DATA FOR THIS EXERCISE —

PR #1357, opened 2017-07-06
[ll] Update triangle example [27/..]

msiglreith:
- Port the triangle example to the new core. Due to the ll changes this requires a lot more boilerplate for the setup. Interesting direction would be providing some shortcuts for the user for specific scenarios (e.g single queue setup)

- Add API support for waiting on semaphores on present to allow patterns like acquire frame -> wait -> draw -> signal -> present. Not implemented for the backends so far (vk and dx12 are non-functional atm anyway..)

cc #1321

### DIFF
--- a/examples/triangle/main.rs
+++ b/examples/triangle/main.rs
@@ -102,7 +102,8 @@ pub fn main() {
     ).unwrap();
     let (vertex_buffer, slice) = factory.create_vertex_buffer_with_slice(&TRIANGLE, ());
     let mut graphics_pool = <device_gl::Backend as gfx::Backend>::GraphicsCommandPool::from_queue(graphics_queue.as_ref(), 1);
-    let semaphore = factory.create_semaphore();
+    let frame_semaphore = factory.create_semaphore();
+    let draw_semaphore = factory.create_semaphore();
 
     let mut data = pipe::Data {
         vbuf: vertex_buffer,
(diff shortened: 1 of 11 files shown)


examples/triangle/main.rs
```diff
@@ -43,26 +49,68 @@ const TRIANGLE: [Vertex; 3] = [
...
+        swap_chain
+            .get_backbuffers()
+            .iter()
+            .map(|&(ref color, ref ds)| {
+                let color_desc = texture::RenderDesc {
+                    channel: ColorFormat::get_format().1,
+                    level: 0,
+                    layer: None,
+                };
+                let rtv = factory.view_texture_as_render_target_raw(color, color_desc)
```
kvark: hmm, why is `color` a raw texture (leading to the need to use `device_gl::Resources>`)? It's taken from `swap_chain`, which builds from `config`, which has the color type, technically.

msiglreith: The color format in `SwapchainConfig` is currently set on runtime, so that we could query for support the surface in the future in case the prefered format might not be supported.

kvark: It is almost required to get rid of the direct device_gl dependency. Do you see a way to get this within the PR, or would you prefer to address this later?

msiglreith:
Added an extension trait for SwapChains allowing to easier create the rtvs, removing the explicit device_gl notation.
Still directly relays on the gl crate due to command pool creation, which I dont know how to address atm.

msiglreith:
Shall I add https://github.com/msiglreith/gfx/commit/908b1d63d4f97700c47ba0252fd90a33d014e6d0 to this PR in order to remove the `device_gl` direct dep?

kvark:
Oh wow. Let's do it.

msiglreith:
Done! :bell:

kvark:
Please go ahead and merge.

PR #1425, opened 2017-08-11
[ll] Implement clear, copy and resolve commands for vulkan [38/..]

msiglreith:
* Adjust the core command buffer API for clear/copy/resolve commands to matching the vulkan API
* Implement `clear_depth_stencil`, `copy_*` and `resolve_image` for vulkan
* Smaller cleanup (formating, merge barriers into an enum, ...)

cc #1416

### DIFF
--- a/src/backend/vulkan/src/command.rs
+++ b/src/backend/vulkan/src/command.rs
@@ -87,9 +87,9 @@ impl command::RawCommandBuffer<Backend> for CommandBuffer {
         let contents = map_subpass_contents(first_subpass);
         unsafe {
             self.device.0.cmd_begin_render_pass(
-                self.raw, // commandBuffer
-                &info,    // pRenderPassBegin
-                contents, // contents
+                self.raw,
+                &info,
+                contents,
             );
         }
     }
@@ -211,12 +211,12 @@ impl command::RawCommandBuffer<Backend> for CommandBuffer {
             .collect();
         unsafe {
             self.device.0.cmd_resolve_image(
-                self.raw,                           // commandBuffer
-                src.raw,                            // srcImage
-                data::map_image_layout(src_layout), // srcImageLayout
-                dst.raw,                            // dstImage
-                data::map_image_layout(dst_layout), // dstImageLayout
-                &regions,                           // pRegions
+                self.raw,
+                src.raw,
+                data::map_image_layout(src_layout),
+                dst.raw,
+                data::map_image_layout(dst_layout),
+                &regions,
             );
         }
     }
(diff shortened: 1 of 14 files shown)


src/core/src/memory.rs
```diff
@@ -178,12 +178,11 @@ bitflags!(
...
-///
-#[derive(Clone, Copy, Debug)]
-pub struct BufferBarrier;
-
-///
-#[derive(Clone, Copy, Debug)]
-pub struct ImageBarrier;
+pub enum Barrier {
+    ///
+    MemoryBarrier,
```
kvark: I don't think we need suffices here, just `Memory`, `Image`, and `Buffer` should do

src/backend/vulkan/src/command.rs
```diff
@@ -337,20 +441,27 @@ impl command::RawCommandBuffer<Backend> for CommandBuffer {
...
-            }).collect();
+            })
+            .collect();
 
         unsafe {
             self.device.0.cmd_copy_buffer_to_image(
-                self.raw, // commandBuffer
-                src.raw, // srcBuffer
-                dst.raw, // dstImage
+                self.raw,                       // commandBuffer
```
kvark: I don't think we need the comments here, it's mostly self-describing.
For non-obvious things, we could add local variables, e.g. `let command_buffer = self.raw;`

src/backend/vulkan/src/command.rs
```diff
@@ -283,47 +363,71 @@ impl command::RawCommandBuffer<Backend> for CommandBuffer {
...
+            self.device
+                .0
+                .cmd_dispatch_indirect(self.raw, buffer.raw, offset)
         }
     }
 
-    /*
-    fn update_buffer(&mut self, buffer: &n::Buffer, data: &[u8], offset: usize) {
+    fn copy_buffer(&mut self, src: &n::Buffer, dst: &n::Buffer, regions: &[BufferCopy]) {
+        let regions: SmallVec<[vk::BufferCopy; 16]> = regions
```
kvark: collecting into a smallvec - neat!

src/backend/vulkan/src/command.rs
```diff
@@ -248,25 +316,37 @@ impl command::RawCommandBuffer<Backend> for CommandBuffer {
...
+        sets: &[&n::DescriptorSet],
+    ) {
+        let sets: SmallVec<[vk::DescriptorSet; 16]> = sets.iter().map(|set| set.raw).collect();
+
+        unsafe {
+            self.device.0.cmd_bind_descriptor_sets(
+                self.raw,                        // commandBuffer
+                vk::PipelineBindPoint::Graphics, // pipelineBindPoint
+                layout.raw,                      // layout
+                first_set as u32,                // firstSet
```
kvark: similarly here, let's not have comments, and instead have local vars where needed:
`let dynamic_offsets = []; //TODO`

src/backend/vulkan/src/command.rs
```diff
@@ -143,73 +141,146 @@ impl command::RawCommandBuffer<Backend> for CommandBuffer {
...
+                        &region.dst_subresource,
+                    ),
+                    dst_offset: data::map_offset(region.dst_offset),
+                    extent: data::map_extent(region.extent),
+                }
+            })
+            .collect();
+        unsafe {
+            self.device.0.cmd_resolve_image(
+                self.raw,                           // commandBuffer
```
kvark: similarly, let's remove comments

msiglreith:
Fair enough! Updated.

kvark:
Let me know if you need help porting this to any of the backends!

Issue #1376, opened 2017-07-17
[ll] Descriptor pools maping


kvark:
`vkDescriptorPool` can be mapped to an indirect argument buffer of Metal. However, D3D12 model is much different:
  - `ID3D12DescriptorHeap` can only store CBV/SRV/UAV, or samplers, or RTV, or DSV. Mixing is not allowed.
  - only one heap of each type can be active (bound to `ID3D12CommandList`) at any given time.

Current approach:
  - have both heaps and pools, allocated on those heaps
  - pool on D3D12 is just a slice of the heap
  - a heap on Vulkan is nothing

This works, but it's an unfortunate derail from Vulkan API. It would be great to not expose heaps directly and map from Vulkan.

msiglreith:
On the topic of d3d12's descriptor heaps (for reference):
https://github.com/gpuweb/gpuweb/issues/19#issuecomment-316569697

kvark:
The current situation is worrisome. Basically, there is hardware that can only do what D3D12 model allows, but not what Vulkan's does. This means possible re-allocation of descriptors between heaps **at draw time** by the vulkan driver... :(

I'm still waiting for Vulkan group to respond, but the worst thing is that it's not even clear how to nicely encode this capability difference in flags. If we just have a flag saying that "one can bind descriptor sets from different pools" (and only expose Vulkan style `DescriptorPool`), then it doesn't allow the case where samplers are provided from a different heap... And trying to make the rules more complicated means greater headache on the ISV side when using the library.

If the situation is not resolved by then, I'll try to engage both parties at SIGGRAPH.

kvark:
For the sake of Vk Portability, we should probably just support Vk descriptor pools 1:1. D3D12 would then keep a heap for samplers/descriptors, a transfer command queue, and re-allocate the heap when new pools are requested.

kvark:
Details of the proposal:
  - when `allocate_descriptors` is called, and we are out of space, we:
    1.  allocate the new heap, increasing the assigned "generation" count. This generation gets carried by all descriptor sets referring to this heap
    2. issue a copy operation to get all the old descriptors in the new heap, remember the semaphore/fence.
    3. don't remove the old heap. Only do this once no command buffers contain references to it.
- when a command buffer starts recording:
    1. take the fresh-most heap and binds it with `BindDescriptorHeaps`
    2. remember the generation ID as the current one
- when `bind_descriptor_sets` is called
[...]

PR #1430, opened 2017-08-16
[ll] Groundwork for descriptor sets [39/..]

msiglreith:
Initial work for support of descriptor sets, which are required as a part of the command buffer rework.
Descriptor sets follow the model from vulkan, including associated concepts like descriptor pools and layouts. From D3D12 we borrow the concept of descriptor heaps #1376 

## Overview
* dx12: Implement a few more commands, mainly copy and clears. The implementations are based upon our dx12ll backend but slightly modified (i.e support multiple layer clearing, fix subresource calculation and subregion support)
* Refactor `pso` module: Now split into multiple modules for different pipeline aspects. Graphics pipeline description follows now vulkan's approach more closely.
* Add creation methods for the new resources for `Device` and `handle::Manager`

## Future work
* `DescriptorPool` will be become a trait and removed from the pure resources as it's similar to `CommandPool`
* Focusing on getting the GL backend running as we have a first draft API now. Aiming on getting a running MVP with the GL backend to build upon.

cc #1102


src/core/src/handle.rs
```diff
@@ -382,7 +461,12 @@ impl<Bd: Backend> Producer<Bd> for Manager<Bd> {
         J: Fn(&mut T, &mut Bd::Sampler),
         K: Fn(&mut T, &mut Mutex<Bd::Fence>),
         L: Fn(&mut T, &mut Mutex<Bd::Semaphore>),
-    >(&mut self, param: &mut T, fa: A, fe: E, ff: F, fg: G, fh: H, fi: I, fj: J, fk: K, fl: L) {
+        M: Fn(&mut T, &mut Bd::RenderPass),
```
msiglreith: duplicated: fixed on local repository

src/core/src/handle.rs
```diff
@@ -267,6 +279,13 @@ pub struct Manager<B: Backend> {
     samplers:      Vec<Arc<B::Sampler>>,
     fences:        Vec<Arc<Mutex<B::Fence>>>,
     semaphores:    Vec<Arc<Mutex<B::Semaphore>>>,
+    graphics_pipelines:     Vec<Arc<B::GraphicsPipeline>>,
```
kvark: ugh, unfortunate to have this code added only to be removed later on

src/backend/dx12/src/command.rs
```diff
@@ -95,35 +98,84 @@ impl command::RawCommandBuffer<Backend> for CommandBuffer {
...
+        regions: &[ImageResolve],
+    ) {
+        for region in regions {
+            for l in 0..region.num_layers as UINT {
+                unsafe {
+                    self.raw.ResolveSubresource(
+                        src.resource,
+                        src.calc_subresource(region.src_subresource.0 as UINT, l + region.src_subresource.1 as UINT),
+                        dst.resource,
+                        dst.calc_subresource(region.src_subresource.0 as UINT, l + region.src_subresource.1 as UINT),
```
msiglreith: nicely spotted!

PR #1431, opened 2017-08-17
[ll] Start reworking GL command buffers [40/..]

msiglreith:
## Overview
* Remove most of the older command buffer and pso setup code, and align the backend implementation more with the other backends (moving resource defintions into native)
* Implement draw and dispatch commands including more safety checks for compatibility
* Add new capability flags regarding draw command support to better match functionality of different GL version
* Start adding queue side caching, which allows us to reduce the GL calls for command buffer resetting to a minimum in the future. The old command buffer caching will still be preserved as it reduces memory allocation and is suitable for possible command buffer reuse in the future.

## Reviewing notes
* The later 2 commits should be reviewed independently of the first one (adfdbcb) as it's more easily to see the changes.
* `tex.rs` got renamed to `texture.rs` but I forgot to read in the 'cleanup' commit


kvark:
Could you squash the first 2 commits together so that git recognizes tex -> texture move?
Otherwise looks decent!

msiglreith:
Thanks, squased those two.
I'm currently thinking about moving cmd buffer caching more over to queue caching as it's much more powerful. The old caching seems more useful for as general optimization technique if the users emit redundant commands in a _single_ command buffer.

EXERCISE OBJECTIVE — Read through the records above and copy the lines that contain "those".

WRITTEN REPLY —
  - have both heaps and pools, allocated on those heaps
Thanks, squased those two.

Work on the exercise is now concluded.